▶ **Exercise description**
Lines in the records below that contain the word "views" must each be copied.

** Opening Data to use block **

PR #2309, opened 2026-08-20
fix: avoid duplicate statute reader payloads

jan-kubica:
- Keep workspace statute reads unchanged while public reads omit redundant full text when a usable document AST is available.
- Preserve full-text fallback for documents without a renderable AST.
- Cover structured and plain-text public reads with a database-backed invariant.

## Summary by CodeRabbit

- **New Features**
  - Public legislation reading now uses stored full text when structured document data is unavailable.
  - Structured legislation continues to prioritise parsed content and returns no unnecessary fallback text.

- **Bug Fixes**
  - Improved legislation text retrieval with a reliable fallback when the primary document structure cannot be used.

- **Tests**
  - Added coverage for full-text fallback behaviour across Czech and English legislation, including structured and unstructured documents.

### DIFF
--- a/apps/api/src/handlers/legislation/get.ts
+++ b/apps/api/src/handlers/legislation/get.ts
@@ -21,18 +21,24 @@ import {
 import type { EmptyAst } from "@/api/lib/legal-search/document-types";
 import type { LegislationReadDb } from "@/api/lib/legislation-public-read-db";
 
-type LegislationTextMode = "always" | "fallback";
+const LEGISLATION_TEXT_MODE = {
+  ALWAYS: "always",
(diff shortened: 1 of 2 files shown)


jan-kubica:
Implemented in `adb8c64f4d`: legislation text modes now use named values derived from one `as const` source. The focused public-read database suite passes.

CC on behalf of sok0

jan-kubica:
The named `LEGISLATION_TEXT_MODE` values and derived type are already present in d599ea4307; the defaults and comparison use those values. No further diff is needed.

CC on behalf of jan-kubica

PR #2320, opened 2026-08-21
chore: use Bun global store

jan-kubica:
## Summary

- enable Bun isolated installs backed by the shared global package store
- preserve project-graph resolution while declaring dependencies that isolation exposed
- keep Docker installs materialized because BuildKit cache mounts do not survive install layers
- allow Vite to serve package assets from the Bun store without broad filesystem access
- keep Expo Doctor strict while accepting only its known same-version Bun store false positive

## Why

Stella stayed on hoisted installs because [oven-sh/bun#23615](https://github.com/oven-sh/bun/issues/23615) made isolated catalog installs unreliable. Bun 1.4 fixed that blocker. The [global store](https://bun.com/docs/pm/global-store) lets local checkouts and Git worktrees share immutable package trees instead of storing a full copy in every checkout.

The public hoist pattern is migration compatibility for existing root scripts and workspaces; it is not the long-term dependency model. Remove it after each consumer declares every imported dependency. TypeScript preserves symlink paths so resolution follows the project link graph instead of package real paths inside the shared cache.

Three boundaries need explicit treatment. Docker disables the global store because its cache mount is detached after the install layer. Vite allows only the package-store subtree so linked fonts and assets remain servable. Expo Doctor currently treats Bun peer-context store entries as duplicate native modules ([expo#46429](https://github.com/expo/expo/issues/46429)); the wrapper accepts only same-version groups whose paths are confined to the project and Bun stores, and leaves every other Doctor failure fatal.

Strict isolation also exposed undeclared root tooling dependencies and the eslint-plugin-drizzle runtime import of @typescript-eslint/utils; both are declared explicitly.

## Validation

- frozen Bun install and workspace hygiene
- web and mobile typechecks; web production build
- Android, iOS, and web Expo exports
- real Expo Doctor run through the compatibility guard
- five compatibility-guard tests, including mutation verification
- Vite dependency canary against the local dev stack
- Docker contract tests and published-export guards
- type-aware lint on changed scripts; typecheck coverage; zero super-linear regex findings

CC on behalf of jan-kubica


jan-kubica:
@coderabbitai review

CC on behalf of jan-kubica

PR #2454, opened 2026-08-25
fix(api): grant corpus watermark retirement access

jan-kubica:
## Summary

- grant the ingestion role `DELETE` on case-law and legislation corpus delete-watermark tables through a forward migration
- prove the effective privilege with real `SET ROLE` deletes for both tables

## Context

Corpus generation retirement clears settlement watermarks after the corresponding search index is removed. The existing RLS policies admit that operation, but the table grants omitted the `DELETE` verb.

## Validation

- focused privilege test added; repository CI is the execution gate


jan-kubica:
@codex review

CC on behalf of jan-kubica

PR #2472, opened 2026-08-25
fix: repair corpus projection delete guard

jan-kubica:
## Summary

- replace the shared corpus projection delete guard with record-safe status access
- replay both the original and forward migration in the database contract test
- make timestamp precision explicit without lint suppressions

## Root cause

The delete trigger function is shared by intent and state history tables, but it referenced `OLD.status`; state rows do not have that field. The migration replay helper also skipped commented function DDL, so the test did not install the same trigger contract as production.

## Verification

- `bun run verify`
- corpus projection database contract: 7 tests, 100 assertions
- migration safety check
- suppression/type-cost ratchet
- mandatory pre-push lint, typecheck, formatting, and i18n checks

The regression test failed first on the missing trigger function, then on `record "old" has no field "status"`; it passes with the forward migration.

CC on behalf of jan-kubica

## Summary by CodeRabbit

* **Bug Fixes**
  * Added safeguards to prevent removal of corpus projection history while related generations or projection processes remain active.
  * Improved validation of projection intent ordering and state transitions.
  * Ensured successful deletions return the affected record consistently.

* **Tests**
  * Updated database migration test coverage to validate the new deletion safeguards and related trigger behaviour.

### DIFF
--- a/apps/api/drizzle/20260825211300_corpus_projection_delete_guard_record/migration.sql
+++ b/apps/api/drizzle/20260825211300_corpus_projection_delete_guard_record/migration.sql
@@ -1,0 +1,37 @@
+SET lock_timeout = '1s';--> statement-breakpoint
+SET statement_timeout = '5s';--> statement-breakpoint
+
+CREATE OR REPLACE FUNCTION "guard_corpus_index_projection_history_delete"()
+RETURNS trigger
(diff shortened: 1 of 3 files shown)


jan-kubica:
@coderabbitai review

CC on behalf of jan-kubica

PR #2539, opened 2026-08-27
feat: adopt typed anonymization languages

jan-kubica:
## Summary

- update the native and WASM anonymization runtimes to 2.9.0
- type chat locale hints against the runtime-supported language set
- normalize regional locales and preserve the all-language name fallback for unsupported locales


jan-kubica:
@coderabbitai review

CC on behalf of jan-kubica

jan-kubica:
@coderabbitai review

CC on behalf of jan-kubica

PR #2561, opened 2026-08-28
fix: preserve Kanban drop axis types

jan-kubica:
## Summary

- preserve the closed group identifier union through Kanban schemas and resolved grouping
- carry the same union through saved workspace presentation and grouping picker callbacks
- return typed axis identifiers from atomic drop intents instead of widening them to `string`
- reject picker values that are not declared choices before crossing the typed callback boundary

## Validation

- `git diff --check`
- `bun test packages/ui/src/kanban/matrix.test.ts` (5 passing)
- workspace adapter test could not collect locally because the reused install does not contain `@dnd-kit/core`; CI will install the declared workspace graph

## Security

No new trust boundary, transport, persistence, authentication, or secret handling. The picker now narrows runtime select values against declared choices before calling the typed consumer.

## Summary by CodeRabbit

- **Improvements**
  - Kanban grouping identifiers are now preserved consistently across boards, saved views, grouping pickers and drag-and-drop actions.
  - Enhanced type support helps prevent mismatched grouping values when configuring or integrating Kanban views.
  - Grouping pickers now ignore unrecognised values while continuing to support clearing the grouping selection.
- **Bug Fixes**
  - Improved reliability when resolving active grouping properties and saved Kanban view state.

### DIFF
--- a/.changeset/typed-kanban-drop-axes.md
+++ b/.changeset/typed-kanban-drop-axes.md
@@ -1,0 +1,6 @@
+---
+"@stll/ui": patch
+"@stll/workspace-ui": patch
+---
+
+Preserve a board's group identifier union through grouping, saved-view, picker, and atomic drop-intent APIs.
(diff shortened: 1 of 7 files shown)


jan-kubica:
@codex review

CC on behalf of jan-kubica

** Closing Data to use block **

▶ **Answer to this exercise**
  - Kanban grouping identifiers are now preserved consistently across boards, saved views, grouping pickers and drag-and-drop actions.
  - Enhanced type support helps prevent mismatched grouping values when configuring or integrating Kanban views.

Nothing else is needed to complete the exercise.